* What to work on: Only lines containing the string "once" belong in the answer; copy all of them from the entries.

[Records from a data collection]
◇ ◇ ◇

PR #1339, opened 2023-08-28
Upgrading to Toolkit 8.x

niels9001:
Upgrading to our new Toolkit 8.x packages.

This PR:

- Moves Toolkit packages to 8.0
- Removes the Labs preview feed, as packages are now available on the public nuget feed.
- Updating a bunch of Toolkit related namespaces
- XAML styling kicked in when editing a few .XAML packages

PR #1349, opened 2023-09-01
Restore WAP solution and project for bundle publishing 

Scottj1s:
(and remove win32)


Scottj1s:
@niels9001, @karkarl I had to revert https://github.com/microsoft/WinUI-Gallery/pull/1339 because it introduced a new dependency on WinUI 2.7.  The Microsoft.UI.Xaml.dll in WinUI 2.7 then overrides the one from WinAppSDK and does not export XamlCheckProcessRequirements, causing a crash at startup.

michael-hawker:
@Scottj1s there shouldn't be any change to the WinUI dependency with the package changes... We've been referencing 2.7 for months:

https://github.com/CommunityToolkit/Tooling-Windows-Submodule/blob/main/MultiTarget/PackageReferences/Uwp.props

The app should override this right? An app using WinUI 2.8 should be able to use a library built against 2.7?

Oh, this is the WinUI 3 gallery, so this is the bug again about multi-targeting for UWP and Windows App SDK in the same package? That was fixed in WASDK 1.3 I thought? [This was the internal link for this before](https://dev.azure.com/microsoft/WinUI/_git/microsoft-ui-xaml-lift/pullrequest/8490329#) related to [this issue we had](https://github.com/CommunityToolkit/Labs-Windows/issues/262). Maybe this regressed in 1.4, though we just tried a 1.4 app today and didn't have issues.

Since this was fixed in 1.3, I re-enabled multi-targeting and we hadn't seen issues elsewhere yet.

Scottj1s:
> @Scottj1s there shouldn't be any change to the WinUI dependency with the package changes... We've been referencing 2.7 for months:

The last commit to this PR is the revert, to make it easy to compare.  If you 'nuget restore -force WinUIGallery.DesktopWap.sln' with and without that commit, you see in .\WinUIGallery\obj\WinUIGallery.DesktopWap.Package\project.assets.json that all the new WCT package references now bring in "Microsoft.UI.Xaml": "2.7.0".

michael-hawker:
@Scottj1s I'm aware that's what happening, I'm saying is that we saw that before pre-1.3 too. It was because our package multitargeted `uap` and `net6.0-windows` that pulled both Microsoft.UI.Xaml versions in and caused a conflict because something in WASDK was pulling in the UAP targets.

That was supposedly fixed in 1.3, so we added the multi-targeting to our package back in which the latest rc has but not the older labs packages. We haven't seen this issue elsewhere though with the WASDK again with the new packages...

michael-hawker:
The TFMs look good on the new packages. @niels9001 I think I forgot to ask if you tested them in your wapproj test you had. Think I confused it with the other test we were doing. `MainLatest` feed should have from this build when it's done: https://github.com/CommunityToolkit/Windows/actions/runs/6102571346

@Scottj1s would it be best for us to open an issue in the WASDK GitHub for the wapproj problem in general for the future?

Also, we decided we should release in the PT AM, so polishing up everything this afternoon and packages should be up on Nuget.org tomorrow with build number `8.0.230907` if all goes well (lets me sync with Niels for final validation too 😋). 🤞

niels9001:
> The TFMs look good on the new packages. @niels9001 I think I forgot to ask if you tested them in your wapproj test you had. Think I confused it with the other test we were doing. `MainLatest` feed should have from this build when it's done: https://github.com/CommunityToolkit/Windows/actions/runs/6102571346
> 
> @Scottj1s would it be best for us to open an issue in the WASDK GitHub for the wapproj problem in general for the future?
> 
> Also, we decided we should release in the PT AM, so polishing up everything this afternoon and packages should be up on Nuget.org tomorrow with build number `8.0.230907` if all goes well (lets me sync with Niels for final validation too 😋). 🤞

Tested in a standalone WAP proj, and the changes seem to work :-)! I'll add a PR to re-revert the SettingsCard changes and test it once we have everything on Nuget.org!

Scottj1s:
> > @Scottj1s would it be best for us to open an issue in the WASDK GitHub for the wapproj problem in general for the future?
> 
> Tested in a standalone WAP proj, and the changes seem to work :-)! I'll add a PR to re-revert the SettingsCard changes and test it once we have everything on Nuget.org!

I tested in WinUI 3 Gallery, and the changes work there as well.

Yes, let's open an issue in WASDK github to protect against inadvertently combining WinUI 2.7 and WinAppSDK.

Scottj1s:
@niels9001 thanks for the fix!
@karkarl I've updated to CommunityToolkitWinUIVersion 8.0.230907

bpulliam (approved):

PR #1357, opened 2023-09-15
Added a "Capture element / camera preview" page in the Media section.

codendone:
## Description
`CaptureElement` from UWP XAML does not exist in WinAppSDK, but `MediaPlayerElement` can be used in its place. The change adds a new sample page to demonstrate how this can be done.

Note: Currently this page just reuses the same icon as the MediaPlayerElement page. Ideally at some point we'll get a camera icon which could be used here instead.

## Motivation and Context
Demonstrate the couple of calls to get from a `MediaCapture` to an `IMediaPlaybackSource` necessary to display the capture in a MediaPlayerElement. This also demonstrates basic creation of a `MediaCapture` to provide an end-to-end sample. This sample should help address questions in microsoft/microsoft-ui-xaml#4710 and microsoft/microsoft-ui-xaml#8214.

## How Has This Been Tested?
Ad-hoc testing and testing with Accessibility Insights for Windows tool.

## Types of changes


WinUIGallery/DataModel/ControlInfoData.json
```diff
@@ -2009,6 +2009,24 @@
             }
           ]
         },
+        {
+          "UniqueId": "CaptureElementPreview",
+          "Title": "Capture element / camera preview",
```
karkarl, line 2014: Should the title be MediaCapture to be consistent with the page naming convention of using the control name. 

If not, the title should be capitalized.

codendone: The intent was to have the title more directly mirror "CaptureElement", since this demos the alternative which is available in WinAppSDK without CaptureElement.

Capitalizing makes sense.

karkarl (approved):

◇ ◇ ◇

* Answer box:
Tested in a standalone WAP proj, and the changes seem to work :-)! I'll add a PR to re-revert the SettingsCard changes and test it once we have everything on Nuget.org!
> Tested in a standalone WAP proj, and the changes seem to work :-)! I'll add a PR to re-revert the SettingsCard changes and test it once we have everything on Nuget.org!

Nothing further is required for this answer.